> Problem requirements
If a line in the material below has the word "because", copy it.

> Provided entries
----

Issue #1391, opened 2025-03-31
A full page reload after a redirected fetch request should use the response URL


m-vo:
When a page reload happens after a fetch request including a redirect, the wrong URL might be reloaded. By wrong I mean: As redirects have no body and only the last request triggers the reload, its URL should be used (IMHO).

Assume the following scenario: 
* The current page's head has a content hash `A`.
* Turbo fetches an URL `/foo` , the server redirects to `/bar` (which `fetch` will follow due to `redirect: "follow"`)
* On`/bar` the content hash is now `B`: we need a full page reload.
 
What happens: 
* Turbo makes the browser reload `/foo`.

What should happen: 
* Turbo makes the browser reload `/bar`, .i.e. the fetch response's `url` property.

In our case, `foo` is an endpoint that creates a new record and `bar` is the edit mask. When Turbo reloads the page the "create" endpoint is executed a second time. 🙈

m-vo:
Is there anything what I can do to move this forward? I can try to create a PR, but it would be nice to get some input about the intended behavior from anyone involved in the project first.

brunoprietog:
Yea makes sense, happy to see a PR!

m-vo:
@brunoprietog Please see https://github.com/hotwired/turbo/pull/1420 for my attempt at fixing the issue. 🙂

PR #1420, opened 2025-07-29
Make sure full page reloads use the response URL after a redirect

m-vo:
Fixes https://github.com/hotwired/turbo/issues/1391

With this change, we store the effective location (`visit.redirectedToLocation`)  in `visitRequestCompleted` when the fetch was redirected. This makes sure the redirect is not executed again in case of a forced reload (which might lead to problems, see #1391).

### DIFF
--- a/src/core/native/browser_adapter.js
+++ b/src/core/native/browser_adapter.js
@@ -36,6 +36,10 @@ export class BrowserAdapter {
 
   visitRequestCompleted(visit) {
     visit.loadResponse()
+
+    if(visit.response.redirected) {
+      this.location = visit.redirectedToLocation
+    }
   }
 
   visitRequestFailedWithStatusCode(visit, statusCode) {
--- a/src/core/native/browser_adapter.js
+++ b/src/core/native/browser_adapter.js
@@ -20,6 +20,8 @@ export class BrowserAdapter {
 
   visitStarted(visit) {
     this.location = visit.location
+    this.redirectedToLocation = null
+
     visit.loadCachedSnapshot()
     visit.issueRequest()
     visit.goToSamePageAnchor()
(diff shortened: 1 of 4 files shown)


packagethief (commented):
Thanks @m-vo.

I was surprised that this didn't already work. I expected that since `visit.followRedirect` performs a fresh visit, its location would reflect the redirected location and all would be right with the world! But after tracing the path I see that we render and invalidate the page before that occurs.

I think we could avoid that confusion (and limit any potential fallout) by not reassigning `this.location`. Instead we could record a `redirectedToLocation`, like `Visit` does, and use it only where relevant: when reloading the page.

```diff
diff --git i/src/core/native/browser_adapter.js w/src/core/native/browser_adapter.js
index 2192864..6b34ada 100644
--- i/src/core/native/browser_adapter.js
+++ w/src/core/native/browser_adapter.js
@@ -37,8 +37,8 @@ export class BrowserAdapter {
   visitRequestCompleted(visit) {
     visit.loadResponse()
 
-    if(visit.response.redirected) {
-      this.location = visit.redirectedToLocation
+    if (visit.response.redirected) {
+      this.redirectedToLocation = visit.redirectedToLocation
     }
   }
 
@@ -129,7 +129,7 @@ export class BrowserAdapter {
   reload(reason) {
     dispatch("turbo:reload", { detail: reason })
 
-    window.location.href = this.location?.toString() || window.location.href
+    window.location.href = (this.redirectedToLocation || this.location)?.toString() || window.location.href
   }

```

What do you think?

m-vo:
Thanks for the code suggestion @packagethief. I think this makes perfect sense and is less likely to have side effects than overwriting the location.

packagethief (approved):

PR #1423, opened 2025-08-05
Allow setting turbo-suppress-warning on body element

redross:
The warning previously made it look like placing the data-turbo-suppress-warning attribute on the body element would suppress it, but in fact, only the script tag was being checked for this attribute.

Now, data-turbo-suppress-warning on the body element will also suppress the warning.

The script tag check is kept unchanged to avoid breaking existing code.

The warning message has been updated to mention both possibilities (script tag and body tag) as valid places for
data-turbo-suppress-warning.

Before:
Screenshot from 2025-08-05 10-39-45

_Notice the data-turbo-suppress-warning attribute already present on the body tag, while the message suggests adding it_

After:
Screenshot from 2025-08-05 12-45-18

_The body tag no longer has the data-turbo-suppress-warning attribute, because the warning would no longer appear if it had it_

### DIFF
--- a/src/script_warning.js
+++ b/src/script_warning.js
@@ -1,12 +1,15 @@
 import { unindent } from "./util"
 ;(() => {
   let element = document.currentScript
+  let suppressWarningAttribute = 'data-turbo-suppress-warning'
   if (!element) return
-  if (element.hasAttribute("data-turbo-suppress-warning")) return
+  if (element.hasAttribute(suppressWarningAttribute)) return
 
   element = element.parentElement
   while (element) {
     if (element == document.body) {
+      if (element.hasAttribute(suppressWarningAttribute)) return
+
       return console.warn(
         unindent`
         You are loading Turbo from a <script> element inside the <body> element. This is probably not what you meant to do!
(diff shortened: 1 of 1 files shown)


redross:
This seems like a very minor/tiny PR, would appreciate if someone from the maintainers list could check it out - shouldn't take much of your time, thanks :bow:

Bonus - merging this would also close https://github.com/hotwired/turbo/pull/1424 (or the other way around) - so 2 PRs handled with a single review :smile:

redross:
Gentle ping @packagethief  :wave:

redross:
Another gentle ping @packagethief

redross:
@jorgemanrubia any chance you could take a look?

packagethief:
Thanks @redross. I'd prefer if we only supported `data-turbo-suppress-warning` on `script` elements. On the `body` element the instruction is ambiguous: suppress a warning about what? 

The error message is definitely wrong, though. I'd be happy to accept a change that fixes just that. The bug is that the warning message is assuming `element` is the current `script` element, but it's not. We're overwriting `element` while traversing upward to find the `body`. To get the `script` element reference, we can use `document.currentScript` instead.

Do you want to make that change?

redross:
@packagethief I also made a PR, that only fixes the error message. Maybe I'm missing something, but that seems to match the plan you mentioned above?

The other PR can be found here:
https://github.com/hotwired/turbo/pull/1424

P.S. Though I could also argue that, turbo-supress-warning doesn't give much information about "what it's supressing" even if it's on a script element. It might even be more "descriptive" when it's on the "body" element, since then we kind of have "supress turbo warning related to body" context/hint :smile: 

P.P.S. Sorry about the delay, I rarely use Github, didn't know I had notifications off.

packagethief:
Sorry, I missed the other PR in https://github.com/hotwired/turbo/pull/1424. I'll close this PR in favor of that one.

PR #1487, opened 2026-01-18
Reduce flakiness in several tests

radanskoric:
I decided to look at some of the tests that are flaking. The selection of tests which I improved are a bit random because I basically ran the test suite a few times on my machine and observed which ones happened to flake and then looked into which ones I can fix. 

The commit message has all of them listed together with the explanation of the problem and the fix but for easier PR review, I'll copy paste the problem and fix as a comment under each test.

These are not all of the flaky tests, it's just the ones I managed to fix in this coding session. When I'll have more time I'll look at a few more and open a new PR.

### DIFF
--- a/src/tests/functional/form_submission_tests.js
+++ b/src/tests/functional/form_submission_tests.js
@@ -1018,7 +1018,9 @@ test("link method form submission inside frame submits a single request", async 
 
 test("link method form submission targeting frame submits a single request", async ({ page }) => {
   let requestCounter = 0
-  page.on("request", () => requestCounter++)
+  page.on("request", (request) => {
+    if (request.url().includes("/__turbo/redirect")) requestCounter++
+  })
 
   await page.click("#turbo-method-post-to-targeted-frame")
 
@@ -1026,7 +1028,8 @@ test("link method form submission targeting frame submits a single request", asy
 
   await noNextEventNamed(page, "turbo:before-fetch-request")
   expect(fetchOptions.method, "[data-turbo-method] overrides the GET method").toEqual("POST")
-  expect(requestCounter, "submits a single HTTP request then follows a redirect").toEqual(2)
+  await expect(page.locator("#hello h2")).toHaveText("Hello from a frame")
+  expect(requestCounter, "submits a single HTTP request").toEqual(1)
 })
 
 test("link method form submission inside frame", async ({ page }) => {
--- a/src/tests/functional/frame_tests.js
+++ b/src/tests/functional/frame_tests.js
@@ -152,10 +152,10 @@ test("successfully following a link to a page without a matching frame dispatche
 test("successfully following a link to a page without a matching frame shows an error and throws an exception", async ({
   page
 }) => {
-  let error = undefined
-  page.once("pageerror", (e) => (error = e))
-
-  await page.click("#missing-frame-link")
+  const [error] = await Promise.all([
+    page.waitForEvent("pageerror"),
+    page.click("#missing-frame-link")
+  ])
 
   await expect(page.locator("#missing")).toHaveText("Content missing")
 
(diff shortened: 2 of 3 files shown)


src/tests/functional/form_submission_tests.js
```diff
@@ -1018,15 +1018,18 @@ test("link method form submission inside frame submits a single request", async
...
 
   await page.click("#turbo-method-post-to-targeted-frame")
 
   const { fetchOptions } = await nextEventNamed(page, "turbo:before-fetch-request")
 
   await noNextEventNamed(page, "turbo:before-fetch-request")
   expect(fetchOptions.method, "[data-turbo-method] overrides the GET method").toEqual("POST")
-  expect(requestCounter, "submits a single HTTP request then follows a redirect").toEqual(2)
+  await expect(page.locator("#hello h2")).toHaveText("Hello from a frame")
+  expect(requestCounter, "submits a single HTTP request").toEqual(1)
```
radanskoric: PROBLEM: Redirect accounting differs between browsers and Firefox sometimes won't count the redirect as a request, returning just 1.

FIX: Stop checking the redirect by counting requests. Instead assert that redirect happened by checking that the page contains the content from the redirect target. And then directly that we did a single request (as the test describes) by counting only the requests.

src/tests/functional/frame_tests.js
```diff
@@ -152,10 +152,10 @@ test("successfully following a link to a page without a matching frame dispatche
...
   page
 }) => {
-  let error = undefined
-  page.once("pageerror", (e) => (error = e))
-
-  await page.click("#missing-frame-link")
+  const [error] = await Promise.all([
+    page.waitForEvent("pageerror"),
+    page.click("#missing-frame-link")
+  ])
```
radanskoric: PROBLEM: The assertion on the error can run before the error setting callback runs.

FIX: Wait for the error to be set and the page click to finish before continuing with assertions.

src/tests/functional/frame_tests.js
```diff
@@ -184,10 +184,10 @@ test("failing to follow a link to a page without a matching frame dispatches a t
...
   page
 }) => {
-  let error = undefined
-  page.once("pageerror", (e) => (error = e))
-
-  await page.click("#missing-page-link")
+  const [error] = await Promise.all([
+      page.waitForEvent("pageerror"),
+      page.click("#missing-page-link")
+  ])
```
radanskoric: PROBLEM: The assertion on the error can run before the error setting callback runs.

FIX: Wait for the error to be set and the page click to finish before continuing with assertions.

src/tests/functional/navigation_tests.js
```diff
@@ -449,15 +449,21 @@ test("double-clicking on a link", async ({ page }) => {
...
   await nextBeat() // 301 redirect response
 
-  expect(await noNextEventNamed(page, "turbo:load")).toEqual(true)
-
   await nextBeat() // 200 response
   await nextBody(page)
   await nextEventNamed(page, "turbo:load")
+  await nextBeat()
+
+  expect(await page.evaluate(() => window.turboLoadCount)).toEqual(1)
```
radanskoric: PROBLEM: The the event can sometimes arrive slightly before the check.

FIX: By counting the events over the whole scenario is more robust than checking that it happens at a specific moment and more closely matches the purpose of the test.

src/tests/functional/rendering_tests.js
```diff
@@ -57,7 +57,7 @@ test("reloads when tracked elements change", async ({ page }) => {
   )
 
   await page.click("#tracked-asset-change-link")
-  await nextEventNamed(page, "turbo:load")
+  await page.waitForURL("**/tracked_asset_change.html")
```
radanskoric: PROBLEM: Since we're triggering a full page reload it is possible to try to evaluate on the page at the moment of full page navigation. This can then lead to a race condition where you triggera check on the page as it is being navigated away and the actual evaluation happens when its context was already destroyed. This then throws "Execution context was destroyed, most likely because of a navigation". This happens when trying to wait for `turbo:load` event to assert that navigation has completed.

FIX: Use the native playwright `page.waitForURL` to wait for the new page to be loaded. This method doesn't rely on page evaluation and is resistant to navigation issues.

----

> Solved exercise
_The body tag no longer has the data-turbo-suppress-warning attribute, because the warning would no longer appear if it had it_
I decided to look at some of the tests that are flaking. The selection of tests which I improved are a bit random because I basically ran the test suite a few times on my machine and observed which ones happened to flake and then looked into which ones I can fix. 
radanskoric: PROBLEM: Since we're triggering a full page reload it is possible to try to evaluate on the page at the moment of full page navigation. This can then lead to a race condition where you triggera check on the page as it is being navigated away and the actual evaluation happens when its context was already destroyed. This then throws "Execution context was destroyed, most likely because of a navigation". This happens when trying to wait for `turbo:load` event to assert that navigation has completed.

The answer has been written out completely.